One of my favorite books on writing is Writing for the Soul by Jerry Jenkins. In his book Jerry gives some excellent advice for Christian writers. For example, “We can’t write for other people’s souls unless ours are healthy.” Or how about this gem: “No writer ever arrives.” Jerry also advises, “Allow yourself to be moved, and write what moves you.” And one more, “Writers write. Dreamers talk about it.” As an inexperienced writer I read this book closely and tried to follow Jerry’s advice.
Counsel from an experienced person is always helpful, especially when we’re taking on a new challenge. With the COVID-19 pandemic sweeping across our planet in March 2020, the challenges individuals, businesses and places of worship were unprecedented. At Hillsdale Presbyterian Church, we originally cancelled our March 15, 22nd and 29th services. But soon realized we were going to be closed for a much longer time. As lay Pastor, particularly at the beginning, this was very stressful. It meant we would not be having a summer community fundraiser, our annual bake sale. And our anniversary service would likely be cancelled. Yet expenses like hydro, insurance and building maintenance would still be there. Would this pandemic be the nail in the coffin that would close our church after an incredible 169 years of ministry in the community.
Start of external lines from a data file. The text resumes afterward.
PR #274, opened 2024-05-13
feat(quotas): show usage on get quotas

joe-prosser:
show usage on `get quotas`

### DIFF
--- a/api/src/resources/quota.rs
+++ b/api/src/resources/quota.rs
@@ -1,7 +1,7 @@
 use crate::error::{Error, Result};
 use serde::{Deserialize, Serialize};
 use serde_with::{DeserializeFromStr, SerializeDisplay};
-use std::{fmt::Display, str::FromStr};
+use std::{fmt::Display, str::FromStr, u64};
 
 #[derive(Debug, Clone, SerializeDisplay, DeserializeFromStr, PartialEq, Eq, Hash, Copy)]
 pub enum TenantQuotaKind {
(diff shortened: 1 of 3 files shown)


api/src/resources/quota.rs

Other churches such as Knox Presbyterian in Midland (our moderator Reverend Alton Ruff is the minister there) offered on-line services. With our own church being an elderly congregation we only have 2 or 3 people who use computers. So I directed those 2 or 3 towards the on-line services at Knox. I connected every so often with our congregation members to see how they were doing, and if they needed anything. It was my deepest prayer that when we eventually got together as a church family again, there would be no family members missing.
The Bible does talk about the importance of listening to counsel. I love what it says in Ecclesiastes 4:13, “Better a poor but wise youth than an old but foolish king who no longer knows how to heed a warning”. I have been reading up on recommendations from the Presbyterian Church of Canada. Plus learning what are other churches doing. And I checked often on the Simcoe Muskoka District Health Unit website for the ever evolving new and changing information on COVID-19. We are an elderly congregation, with several members quite vulnerable. Whenever we did open we would have to be as safe as we possibly could.
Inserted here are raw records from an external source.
PR #281, opened 2024-06-28
fix(stats): update api schema for bucket statistics

alexbrt:
The bucket count is now returned as either an exact count or as a lower bound to avoid expensive aggregations for buckets containing more than 100K emails.


annesylvie (approved):
Nicely done! Tested locally as well, and it works perfectly. :sparkles:

PR #284, opened 2024-07-04
feat(commands): add general fields to create dataset command

joe-prosser:


api/src/resources/dataset.rs
```diff
@@ -244,6 +244,9 @@ pub struct NewDataset<'request> {
     #[serde(skip_serializing_if = "Option::is_none")]
     pub entity_defs: Option<&'request [NewEntityDef]>,
 
+    #[serde(skip_serializing_if = "Option::is_none")]
+    pub general_fields: Option<&'request [NewGeneralFieldDef]>,
+
```
AWilcke, line 249: Could you also add it to `Dataset`? such that we can easily roundtrip them :pray:

api/src/resources/entity_def.rs
```diff
@@ -23,3 +23,17 @@ pub struct NewEntityDef {
...
     pub trainable: bool,
 }
+
+#[derive(Debug, Clone, Deserialize, Serialize, PartialEq, Eq)]
+pub struct NewGeneralFieldDef {
+    #[serde(skip_serializing_if = "Option::is_none")]
+    pub field_type_id: Option<String>,
+
+    #[serde(skip_serializing_if = "Option::is_none")]
+    pub title: Option<String>,
```
AWilcke, line 33: `title`s for General Fields are deprecated, we're only operating on `api_names` going forward. If you look at what the webapp does, it's actually sending a random alphanumeric as the title and there is no way to set the title from the ui

image

AWilcke (changes requested):
Thanks for handling this - CLI hero :superhero:

AWilcke (approved):
Amazing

On August 23, 2020 we met for an outdoor back parking lot socially distanced meeting. I really wanted to hear 1st hand what people thought about reopening. It was decided we will be re-opening on Sunday September 13th, 2020 at our regular time of 10:30 am. People are eager to return to church. Face coverings will be required as mandated by the health unit. There will stations set up at the back and front entrance with alcohol based hand sanitizer. We are meeting downstairs where it is easier for chairs to be set up at least 2 meters (6 feet) from each other in all directions. There are 26 socially distanced chairs set up downstairs. Space for all of our congregation plus some visitors, And there will be COVID-19 public signage.
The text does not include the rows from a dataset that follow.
PR #288, opened 2024-07-23
fix(http): increase default timeout to 120s

joe-prosser:
For long running calls like stream results

### DIFF
--- a/api/src/lib.rs
+++ b/api/src/lib.rs
@@ -36,7 +36,7 @@ use resources::{
 };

September 13th will be 27 weeks since we previously met on March 8th. That was such a long time ago. That was 5 weeks before Easter. The clocks were on the old time. And there was still snow on the ground. The new normal will be different, and there will no doubt be some sort of awkwardness getting used to. On the other hand after 27 weeks of not gathering as a church family, it will be so refreshingly wonderful to meet again. Gospel singer Cochren & Co. sings in his song Church (Take Me Back), “It’s not a trophy for the winners, it’s a shelter for the sinners. It’s right where I belong”. As the Psalmist says in Psalm 122:1, “I was glad when they said unto me. Let us go the the House of the Lord.